We have a drill called "Tres-Tres," which is basically a Sumbrada done with lateral stepping (to the right or left, depending on the block and counter).  I've heard that there may be similar drills in Doce Pares.  Does anyone here do anything similar?

Best,

Steve Lamade


----------



## Mark Lynn (Nov 1, 2003)

I have a couple of questions on these drills.

I have seen these drills spelled different ways is there any proper way to spell sembrada, sumbrada, sombrada?

I have heard that sumbrada translated to shadow (I think from asking GM Remy about it) so we have always refered to it as shadow boxing (in a sense).  (I think he made some refernece to the light cast by a street light or something of that nature.)

How do you teach it?  Just out of curiosity I ask this?  I learned many of the sumbrada drills at first in the Inosanto blend method of the FMA.  Which are very similar to the drills as described here, however most of the time it was at seminars and we learned the whole drill in one shot (plus inserts etc. etc.)  Generally it was how I passed them on to training partners as well.  Later on it was the Tapi Tapi drills that I learned in Modern Arnis in this same format.

However years ago I was watching a seminar of tape Guro Inosanto where he mentioned to the group of students something about how this was a year long class (or something) on the aspects of the drill at his academy.  And then at the symposium Datu Hartman told us that he taught the Tapi drills in a similar format of the application of the technique instead of the flow of the drill.

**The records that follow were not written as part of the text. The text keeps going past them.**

PR #211, opened 2023-08-28
Wildcard file extension to pick up both .h5 and .zarr.zip files

ljgray:


jrs65:
@ljgray you should work off the branch `quarterstack` that has a bunch of fixes (including one for this).

ljgray:
> @ljgray you should work off the branch `quarterstack` that has a bunch of fixes (including one for this).

Ah, great

PR #214, opened 2023-10-05
Allow selections when loading CHIME data

jrs65:
- feat(MakeTelescope): a task to construct a telescope object directly
- feat(LoadCorrDataFiles): allow general axis selections

### DIFF
--- a/ch_pipeline/core/telescope.py
+++ b/ch_pipeline/core/telescope.py
@@ -13,13 +13,14 @@ import h5py
 import healpy
 from scipy.interpolate import RectBivariateSpline
 
-from caput import config, mpiutil
+from caput import config, misc, mpiutil
 
 from cora.util import coord, hputil
 
 from drift.core import telescope
 from drift.telescope import cylbeam
 
+from draco.core import task
 from draco.core.containers import ContainerBase, GridBeam, HEALPixBeam
 
 from ch_util import ephemeris, tools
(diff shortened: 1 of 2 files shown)


ljgray (approved):

ch_pipeline/core/telescope.py
```diff
@@ -1040,3 +1041,40 @@ def _nearest_freq(tel_freq, map_freq, freq_id, single=False):
...
+    telescope_type : str
+        The type of telescope object to create. Generally this must be a fully qualified
+        Python class name, however, \"chime\" (default) can be used to create a
+        `ch_pipeline.core.telescope.CHIME` instance.
+    telescope_config : dict
+        Configuration passed straight to the telescope class via it's `from_config`
+        method.
+    """
+
+    telescope_type = config.Property(proptype=str, default="CHIME")
```
ljgray, line 1063:
```suggestion
    telescope_type = config.Property(proptype=str, default="chime")
```

ljgray (changes requested):

ch_pipeline/core/telescope.py
```diff
@@ -1040,3 +1041,40 @@ def _nearest_freq(tel_freq, map_freq, freq_id, single=False):
...
+
+    def setup(self) -> telescope.TransitTelescope:
+        """Create and return the telescope object."""
+
+        _type_map = {
+            "chime": CHIME,
+        }
+
+        if self.telescope_type in _type_map:
+            tel_class = _type_map[self.telescope_type.lower()]
```
ljgray, line 1074: This seems a bit redundant - if `telescope_type` and `telescope_type.lower()` aren't the same then this shouldn't work. A "try - except" block or "_type_map.get" would make more sense I think

ljgray (changes requested):

ch_pipeline/core/telescope.py
jrs65: I've just removed the lower casing. Given that this task didn't exist before it's not like there's any legacy behaviour to account for. People should just use the right names.

PR #215, opened 2023-10-20
Include module load options and defaults

ljgray:
Requires radiocosmology/caput#255

### DIFF
--- a/ch_pipeline/processing/base.py
+++ b/ch_pipeline/processing/base.py
@@ -16,6 +16,8 @@ cluster:
   temp_directory: {tempdir}
 
   venv: {venv}
+  module_path: {modpath}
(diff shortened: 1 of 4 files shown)


rikvl (changes requested):
I believe the path to the module files is:
`/project/rpp-chime/chime/chime_env/modules/modulefiles`
Sorry, this may have changed in the meantime because it took so long for me to review the PR

ljgray:
> I believe the path to the module files is: `/project/rpp-chime/chime/chime_env/modules/modulefiles` Sorry, this may have changed in the meantime because it took so long for me to review the PR

Nope, you're right. I'm not entirely sure how that happened - I tested this code and must have screwed it up in a rebase or something

PR #219, opened 2023-11-21
fix(hfb.analysis): fix shape of pfb_shape

rikvl:
This will make it work for the blind-search pipeline, but it breaks the targeted pipeline. It shouldn't be hard to make it work for both pipeline versions.

Making this draft PR so we don't forget about this.


rikvl:
I made a change to make `HFBDividePFB` work for both `HFBTimeAverage` containers (needed for the targeted pipeline) and `HFBRingMap` containers (needed for the blind-search pipeline). This is currently implemented as an if statement checking the container type. If you think it's better to implement it differently, let me know.

jrs65 (approved):

arashcosmology (approved):

PR #222, opened 2023-11-23
HFB add beam container

rikvl:
Make a base class `HFBBeamContainer` for all HFB containers that have
that have a `beam` axis. This also has `beam_ew` and `beam_ns`

I think this code could be looked at already, ~~but merging may need to wait for PR #210 to be merged~~

Note to self: ~~after PR #210 is handled, but~~ before merging this PR, check if any changes still need to be added in `hfb/analysis.py` from commit 21a267c8 that could otherwise get lost

PR #224, opened 2023-11-23
HFB averaging high-res ringmaps over EW beams

rikvl:
This code depends on PR #222 (HFB beam container), which seems to depend on PR #210 (regridding).

Also, the averaging task is not of much use without PR #223 (aligning EW beams)

### DIFF
--- a/ch_pipeline/hfb/containers.py
+++ b/ch_pipeline/hfb/containers.py
@@ -365,7 +365,7 @@ class HFBHighResSpectrum(HFBHighResContainer):
 class HFBRingMapBase(SiderealContainer, HFBContainer):
     """Base class for HFB ringmaps.
 
-    These containers include axes to mark the EW and NS beam indices, as well as
+    This container includes an axis to mark the indices of the NS beams, as well as
     RA (inherited from :class:`SiderealContainer`) and el = sin(zenith angle) axes.
 
     The el axis corresponds to the sin(za) of the reference angles for the NS beams.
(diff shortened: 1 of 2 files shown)


ch_pipeline/hfb/containers.py
```diff
@@ -51,7 +54,50 @@ def nsample(self) -> memh5.MemDataset:
...
+        return np.unique(self.beam // 256, return_inverse=return_inverse)
+
+    def get_beam_ns(self, return_inverse=False):
+        """Find the unique NS-beam indices (i.e., from 0 to 256) in the beam axis.
+
+        If called with `return_inverse=True`, return a tuple of (a) unique NS-beam
+        indices and (b) an array mapping each sample in the beam axis to an index
+        in the output array of unique NS-beam indices.
+        """
+        return np.unique(self.beam % 256, return_inverse=return_inverse)
```
jrs65, line 97: I suggest having only the properties and remove the get methods to tighten up the API. Also, you should cache the properties to avoid regenerating at every call. There is a `cached_property` decorator for that in `functools` that we use elsewhere in the pipeline.

jrs65 (changes requested):
Is this PR pointed at the right base branch? There's a bunch of changes which look like they belong in other PRs?

rikvl:
> Is this PR pointed at the right base branch? There's a bunch of changes which look like they belong in other PRs?

Changed the base branch to `rvl/hfb-beam-container`. Sorry about that, I think you already explained this on Tuesday.

ch_pipeline/hfb/containers.py
rikvl: These changes are now implemented in PR #222

jrs65 (approved):

arashcosmology (approved):

PR #225, opened 2023-11-23
HFB weighted median subtraction 

arashcosmology:


ch_pipeline/hfb/analysis.py
```diff
@@ -936,3 +937,59 @@ def _ensure_list(x):
...
+        # Change the order of axes in data and mask arrays, as weighted median
+        # is calculated along the last axis
+        data_s = np.swapaxes(data, 2, 3)
+        binary_weight = np.swapaxes(binary_weight, 2, 3)
+
+        # Calculate weighted median (to exclude flagged data) along beam axis:
+        median = weighted_median.weighted_median(data_s, binary_weight)
+
+        # Subtract weighted median along all beams from the data
+        diff = data - median[:, :, None, :]
```
rikvl, line 986:
```suggestion
        diff = data - median[:, :, np.newaxis, :]
```

ch_pipeline/hfb/analysis.py
```diff
@@ -936,3 +937,59 @@ def _ensure_list(x):
...
+
+        # Create container to hold output
+        out = containers.HFBData(stream)
+
+        # Place diff in output container
+        out.hfb[:] = diff[:]
+        out.weight[:] = weight[:]
```
rikvl, line 993:
```suggestion
        out.hfb[:] = diff
        out.weight[:] = weight
```
Not 100% sure, but I think the `[:]` is not necessary

rikvl (changes requested):

ch_pipeline/hfb/analysis.py
```diff
@@ -1047,3 +1048,59 @@ def _ensure_list(x):
...
+        # Change data to numpy array, so that it can be reshaped
+        if isinstance(data, mpiarray.MPIArray):
+            data = data.local_array
+            weight = weight.local_array
+
+        # make a mask of non-zero weights
+        mask = weight != 0
+
+        # Generate binary weight
+        binary_weight = mask.astype(float)
```
jrs65, line 1086: I prefer to explicitly set the precision. In this case `np.float32` would suffice.

ch_pipeline/hfb/analysis.py
```diff
@@ -1047,3 +1048,59 @@ def _ensure_list(x):
...
+
+
+class HFBMedianSubtraction(task.SingleTask):
+    """Subtracting weighted median along beam axis to remove fluctuations in the
+    data induced by temperature fluctuations in East and West receiver huts."""
+
+    def process(self, stream):
+        """Subtract weighted median of the data along beam axis from the data.
+        A binary mask (0 when the weight is zero, and 1 for non-zero weights)
+        is used in weighted median
```
jrs65, line 1060: There is a convention for docstrings that should be followed. They should be a one line short description (max 88 chars), and then additional details in a subsequent paragraph.

jrs65 (changes requested):

rikvl (approved):

Issue #237, opened 2024-02-16
HFB pipeline hangs while writing file if running on multiple nodes


rikvl:
I did a bunch more tests of running the HFB blind-search pipeline on 2 nodes to try to debug the MPI issue that manifests as the pipeline getting stuck on writing files, specifically in the task `MakeHighFreqResRingMap` (where the distributed axis changes from `freq` to `el`, i.e., NS beam).

It seems the problem goes away when making sure that (1) the number of frequency channels and (2) the number of NS beams in the data are both an integer multiple of the number of MPI processes (i.e., `nodes` x `pernode`).

However, when I just did one last big test to confirm that the pipeline runs under these circumstances, it suddenly got stuck while writing in the SiderealGrouper task, but only in the 4th and final sidereal day (LSD 2895) being processed. Hopefully that was a glitch or a different problem.

Attached are two pipeline config files to reproduce the issue (changed yaml to txt extension to add them to this GH issue), a minimal one that loads files produced by the task just before `MakeHighFreqResRingMap` and a full one that runs through the entire pipeline.
[debug-mpi-minimal.txt](https://github.com/chime-experiment/ch_pipeline/files/14307361/debug-mpi-minimal.txt)
[debug-mpi-full.txt](https://github.com/chime-experiment/ch_pipeline/files/14307360/debug-mpi-full.txt)

Branches / commits I was using:
```
caput                                    master            bea4d36a69d7befe4cac2a84e693ac7d3be5db74
ch_pipeline                              rvl/hfb-mpi-test  761223051d40597d5d86dc0baf749e2fbc127023
ch_util                                  rvl/hfb-testing   7d25e2032a5cf627a4275fa3e42ae3bd4b616c29
draco                                    rvl/hfb-test      ab06bcf62c798fb5a7288739de9fff41df567c06
```

From `draco.core.misc.DebugInfo`:
```
caput                                    version=23.6.0+14.g364df19
ch_pipeline                              version=0+untagged.627.g247465e
ch_util                                  version=23.6.0+12.g2db1fb0
chimedb                                  version=23.8.0
chimedb.config                           version=21.1.0
chimedb.data-index                       version=23.6.0+2.ga64cf19
chimedb.dataflag                         version=23.6.0+4.gf962b54
chimedb.dataset                          version=23.10.0
cora                                     version=22.9.0
draco                                    version=23.6.0+53.g9df3973
driftscan                                version=22.9.0
```

jrs65:
[...]

PR #238, opened 2024-02-27
HFB MPI fix hang on write-out

rikvl:
Workaround for #237


rikvl:
To summarize what we learned last February (see comments in #237): running the HFB blind-search pipeline on multiple nodes hangs in a file write-out stage when the number of MPI processes is larger than the number of NS beams, possibly due to some upstream bug. This PR is a work-around to avoid the failure conditions.

ljgray (approved):
This workaround looks fine. I think that this issue is probably the same as the one discussed in radiocosmology/caput#165, which had a lot of investigation but was never resolved.

PR #240, opened 2024-05-02
Update quarterstack config for daily pipeline rev_08 changes

ljgray:


ch_pipeline/processing/quarterstack.py
```diff
@@ -219,14 +198,34 @@
...
+      params:
+        source: ["CAS_A", "CYG_A", "TAU_A", "VIR_A"]
+
+    # Try and derive an optimal time-freq factorizable mask that covers the
+    # existing masked entries
+    - type: draco.analysis.flagging.MaskFreq
+      in: sstack_flag_src
+      out: factmask
+      params:
+        factorize: true
```
Arnab-half-blood-prince, line 218: don't we want to mention the known freq band which are bad. 

bad_freq_ind: [[738, 753], [703, 720], [490, 509], [857, 873], [485, 488]]

ljgray: All of these bands should now be in the static mask, so I think as long as we aren't doing any blending then we don't need to mask them. 

I'm also thinking that for the stacks it's better not to do any additional masking that isn't in the actual quarterstack files, so that we can easily see if there's a bad a band that made it through before stacking

sjforeman:
Suggested changes for updated rainfall flagging:
1. Remove `rain1mm_sd` from flags in `type: ch_pipeline.analysis.flagging.DataFlagger` block
2. Add `FlagRainfall` (https://github.com/chime-experiment/ch_pipeline/pull/244) after `DataFlagger`:
```
    - type: ch_pipeline.analysis.flagging.FlagRainfall
      in: sstream_mask3
      out: sstream_mask4
      params:
        accumulation_time: 30.0
        threshold: 1.0
```
3. Updated later `sstream_maskN` references for consistency

ljgray:
@sjforeman Although we aren't using this much at the moment, I'd like to get these changes merged in so that we stay reasonably up to date

PR #241, opened 2024-05-03
Chime-specific version of new RFI mask

ljgray:
Based on radiocosmology/draco#265. Requires 265 to merge for tests to pass

### DIFF
--- a/ch_pipeline/analysis/flagging.py
+++ b/ch_pipeline/analysis/flagging.py
@@ -210,6 +210,47 @@ class RFISensitivityMask(dflagging.RFISensitivityMask):
         return ~rfi.frequency_mask(freq, timestamp=timestamp)
 
 
+class RFIStaticMask(task.SingleTask):
+    """Get the static mask for the time period covered by the data.
+
+    This is the same static mask used in :class:`RFIFilter` and
+    :class:`RFISensitivityMask`.
+    """
+
+    def process(self, data):
+        """Create a mask with all static frequency bands for a given day.
+
+        Parameters
+        ----------
+        data
+            container with data to mask. Should have either a time-like axis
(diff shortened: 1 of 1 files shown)


ch_pipeline/analysis/flagging.py
```diff
@@ -210,6 +210,44 @@ def _static_rfi_mask_hook(self, freq, timestamp=None):
         return ~rfi.frequency_mask(freq, timestamp=timestamp)
 
 
+class MaskStaticRFI(task.SingleTask):
```
sjforeman, line 272: Should this be called `StaticRFIMask` or something similar, since it generates a mask but doesn't actually apply the mask?

sjforeman: Or maybe `GetStaticRFIMask`...

ch_pipeline/analysis/flagging.py
```diff
@@ -141,6 +142,64 @@ def process(self, data) -> Union[containers.RFIMask, dcontainers.RFIMask]:
...
+
+        Returns
+        -------
+        mask : np.ndarray[nfreq]
+            Mask array. True will mask a frequency channel.
+        """
+        return rfi.frequency_mask(freq, timestamp=timestamp)
+
+    def _source_flag_hook(self, times):
+        """Flag times where bright sources are transiting.
```
sjforeman, line 173:
```suggestion
        """Flag times where bright sources are transiting or sun is up.
```

sjforeman (approved):
Only minor comments

ch_pipeline/analysis/flagging.py
ljgray: I guess the current standard is `RFI___Mask` so I've renamed it to follow that

PR #242, opened 2024-05-07
feat(flagging): apply masks to rebin_weight datasets

ljgray:


ljgray:
I think this should catch everything in the quarter stack/full stack

ch_pipeline/analysis/flagging.py
```diff
@@ -2121,6 +2124,9 @@ def process(self, timestream):
             ]
             tools.apply_gain(weight, weight_mask, out=weight, prod_map=products)
 
+        if "rebin_weight" in timestream.datasets:
+            timestream.rebin_weight[:] *= weight_mask
```
ssiegelx, line 2128: I think here `weight_mask` is `(nfreq, ninputs, ntime)` if dealing with un-stacked visibilities, or `(nfreq, 1, ntime)` if dealing with stacked visibilities, so that it can broadcast against the `weight` dataset.  So we need to remove the input/singleton axis when multiplying by `rebin_weight`.

PR #243, opened 2024-05-09
Add a task to establish a database connection

ljgray:
There have been a lot of issues with failed connections to chimedb from cedar recently. This PR adds a task to establish an initial connection with the database given some configurable timeout and number of attempts.

Depends on chime-experiment/chimedb#42 and chime-experiment/ch_util#69

### DIFF
--- a/ch_pipeline/core/dataquery.py
+++ b/ch_pipeline/core/dataquery.py
@@ -65,6 +65,35 @@ def _force_list(val) -> list:
         return [val]
 
 
+class ConnectDatabase(task.MPILoggedTask):
+    """Establish an initial connection to the chimedb database.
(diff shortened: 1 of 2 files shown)


ketiltrout (approved):
Really would be nicer if there was a pythonic way of specifying a timeout, but this is fine I suppose.

ljgray:
> Really would be nicer if there was a pythonic way of specifying a timeout, but this is fine I suppose.

I agree. I think that's what I had tried to do with the previous `ntries` argument everywhere, it just wound up being messy. I suppose I could pass it as an argument through to `.connect_database()`, but it will involve some modification of the chimedb code

PR #244, opened 2024-05-10
feat(flagging): add pipeline task for rainfall flagging

sjforeman:
New pipeline task to mask time samples after rainy periods, intended to replace the usage of `rain1mm` and `rain1mm_sd` flags from the database. The task computes the accumulated rainfall N hours prior to each time sample in a timestream or sidereal stream, and sets the weights to zero if the rainfall total exceeds some threshold (in mm). The user can specify N and the threshold.

### DIFF
--- a/ch_pipeline/analysis/flagging.py
+++ b/ch_pipeline/analysis/flagging.py
@@ -9,7 +9,7 @@ from typing import Union
 import numpy as np
 
 from caput import mpiutil, mpiarray, memh5, config, pipeline, tod
-from ch_util import rfi, data_quality, tools, ephemeris, cal_utils, andata
+from ch_util import rfi, data_quality, tools, ephemeris, cal_utils, andata, finder
 from chimedb import dataflag as df
 from chimedb.core import connect as connect_database
 
@@ -18,6 +18,7 @@ from draco.core import task, io
 from draco.core import containers as dcontainers
 
 from ..core import containers
+from ..core.dataquery import _DEFAULT_NODE_SPOOF
 
 
 class RFIFilter(task.SingleTask):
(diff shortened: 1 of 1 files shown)


ch_pipeline/analysis/flagging.py
```diff
@@ -2260,3 +2261,195 @@ def process(self, data):
...
+    node_spoof : dictionary
+        Host and directory for finding weather data.
+        Default: {'cedar_online': '/project/rpp-krs/chime/chime_online/'}
+    """
+
+    accumulation_time = config.Property(proptype=float, default=30.0)
+    threshold = config.Property(proptype=float, default=1.0)
+    node_spoof = config.Property(proptype=dict, default=_DEFAULT_NODE_SPOOF)
+
+    def process(self, timestream):
```
ljgray, line 2401: Extremely nitpicky, but since this task can accept a sidereal stream as well as a time stream, using the variable name `timestream` could be confusing. Probably better to just use `datastream`, `data`, or something like that

ch_pipeline/analysis/flagging.py
```diff
@@ -2260,3 +2261,195 @@ def process(self, data):
...
+        # Compute mask corresponding to times when rainfall is below threshold
+        rainfall_mask = rainfall < self.threshold
+
+        # Multiply weights by mask
+        weight = timestream.weight[:]
+        weight.local_array[:] *= rainfall_mask[np.newaxis, np.newaxis, :]
+
+        # Report how much data has been flagged due to rainfall
+        self.log.info(
+            "%0.2f percent of data was flagged due to rainfall."
```
ljgray, line 2451:
```suggestion
            f"{100.0 * (1.0 - np.sum(rainfall_mask) / Len(rainfall_mask):.2f} percent of data was flagged due to rainfall."
```
Linter isn't enforced in `ch_pipeline` GitHub CI yet, but it will end up complaining about older-style strings eventually

ljgray (dismissed):
Looks good overall. A couple of minor comments

ljgray (approved):

PR #246, opened 2024-05-14
feat(flagging): add chime version of RFIMaskChisqHighDelay

ssiegelx:
Adds the appropriate hooks for a time mask based on daytime and source transits.  Also adds B0329+54 to the list of sources where we should use the MAD algorithm for RFISensitivityMask.

### DIFF
--- a/ch_pipeline/analysis/flagging.py
+++ b/ch_pipeline/analysis/flagging.py
@@ -181,7 +181,7 @@ class RFIMaskChisqHighDelay(dflagging.RFIMaskChisqHighDelay):
         mask = np.zeros((freq.size, times.size), dtype=bool)
 
         for b_ in body:
-            mask |= transit_flag(b_, times, freq=freq, nsigma=self.transit_width)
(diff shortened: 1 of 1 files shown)


ssiegelx:
Depends on [draco #268](https://github.com/radiocosmology/draco/pull/268) for base class.

ch_pipeline/analysis/flagging.py
```diff
@@ -1246,29 +1309,35 @@ def daytime_flag(time):
     return flag
 
 
-def transit_flag(body, time, nsigma=2.0):
+def transit_flag(body, time, freq=400.0, nsigma=2.0):
```
ljgray, line 1312: `freq` argument should probably be after `nsigma` so as not to break any existing calls to this function which provide `nsigma` as a positional argument rather than a keyword

ljgray (dismissed):
This one looks good, other than one minor comment

ch_pipeline/analysis/flagging.py
ssiegelx: Good catch, thanks!

PR #247, opened 2024-05-16
feat(hfb): Task for on-off differencing

arashcosmology:


ch_pipeline/hfb/analysis.py
```diff
@@ -351,6 +351,104 @@ def process(self, minuend, subtrahend):
...
+
+    Used for flattening sub-frequency band shape by differencing on-source and
+    off-source data.
+    """
+
+    offset = config.Property(proptype=int, default=5)
+    nsamples = config.Property(proptype=int, default=5)
+
+    def process(self, stream):
+        """Take difference and place in container.
```
rikvl, line 365: It seems some bits of this docstring still need to be updated

ch_pipeline/hfb/analysis.py
```diff
@@ -351,6 +351,104 @@ def process(self, minuend, subtrahend):
...
+
+        Parameters
+        ----------
+        stream : HFBHighResRingMap
+            Container with stacked HFB data and weights.
```
rikvl, line 370: I think this line is maybe also from a previous task
```
            Container with stacked HFB data and weights.
```

ch_pipeline/hfb/analysis.py
```diff
@@ -351,6 +351,104 @@ def process(self, minuend, subtrahend):
...
+        # Take the weighted sum of off-source data (numerator of the
+        # weighted average). To do that, convolve the kernel above
+        # with the data
+        ker_fft = np.fft.fft(kernel)
+        dat_fft = np.fft.fft(data * weight, axis=2)
+        sum_data = np.fft.ifft(
+            dat_fft * ker_fft[np.newaxis, np.newaxis, :, np.newaxis], axis=2
+        ).real
+
+        # Then, convolve the kernel above  with the weights to find the sum
```
rikvl, line 402:
```suggestion
        # Then, convolve the kernel above with the weights to find the sum
```

ch_pipeline/hfb/analysis.py
```diff
@@ -351,6 +351,104 @@ def process(self, minuend, subtrahend):
...
+        # of off-source weights (denominator of the weighted average)
+        weight_fft = np.fft.fft(weight, axis=2)
+
+        # n is the sum of off-source weights over ra axis
+        n = np.fft.ifft(
```
rikvl, line 407: Not sure, but maybe it would be nice to call this variable `sum_weight`, since it's quite similar to `sum_data` above? Maybe I don't understand it well enough though

ch_pipeline/hfb/analysis.py
arashcosmology: Yes, it doesn't necessarily need to be stacked! `HFBHighResRingMap` is a container for HFB data and weights with a single high resolution frequency axis.

ch_pipeline/hfb/analysis.py
```diff
@@ -351,6 +351,104 @@ def process(self, minuend, subtrahend):
...
+        # value for n. This number goes to the denominator of weighted mean
+        # and makes the weighted mean very large. To avoid such numerical
+        # error (10^-16), zero n whereever weight is zero.
+        n[weight == 0] = 0
+
+        # Weighted average of off-source data
+        off = sum_data * tools.invert_no_zero(n)
+
+        # And on-off difference is:
+        on_off = data * weight * tools.invert_no_zero(weight) - off
```
rikvl, line 421:
```suggestion

        # Weighted average of on-source data
        on = data * weight * tools.invert_no_zero(weight)

        # And on-off difference is:
        on_off_diff = on - off
```

rikvl (changes requested):
This looks great already Arash. I have a few small comments, mostly on the "presentation" of the code

rikvl (approved):
Alrighty. If you're happy with it, I think you can do a "squash merge" (it should be one of the options in the drop-down menu at the bottom of your PR

PR #249, opened 2024-06-11
fix(hfb.containers): Add width axis and amplitude dataset to `HFBSearchResult`

rikvl:
Added an axis for the trial widths of the absorption features that we search for.
- The axis is called `width`, hopefully that understandable enough.
- I put this at the front of the axis order.
- I left the `el` axis to be the distributed axis, since we may not search over more widths than we use nodes in a given run.


rikvl:
Also added the `amplitude` dataset

arashcosmology (approved):

PR #254, opened 2024-06-25
fix(hfb.analysis): change distributed axis to el

arashcosmology:
Stacked data arriving at the on-off differencing task have `freq` axis as the distributed axis, while the container for on-off differencing task is distributed over `el` axis. I changed the distributed axis for on-off differencing task to `el` to be consistent with its container.


rikvl:
This looks good Arash, but I think you accidentally included the work-in-progress `HFBSearch` task in your final commit.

I was teaching a student the other night the 3 (or 6 count sumbrada pattern) and he was having problems with it.  I then stopped the drill and led him through the application of the techniques as a drill (over and over again) and then we went back to the flow drill.  He got it in a much faster format and he understood the drill better (his words not mine).

So do you teach the application of the moves first or the flow of the pattern?  How did GM Remy teach it to the older students from back in the 80's.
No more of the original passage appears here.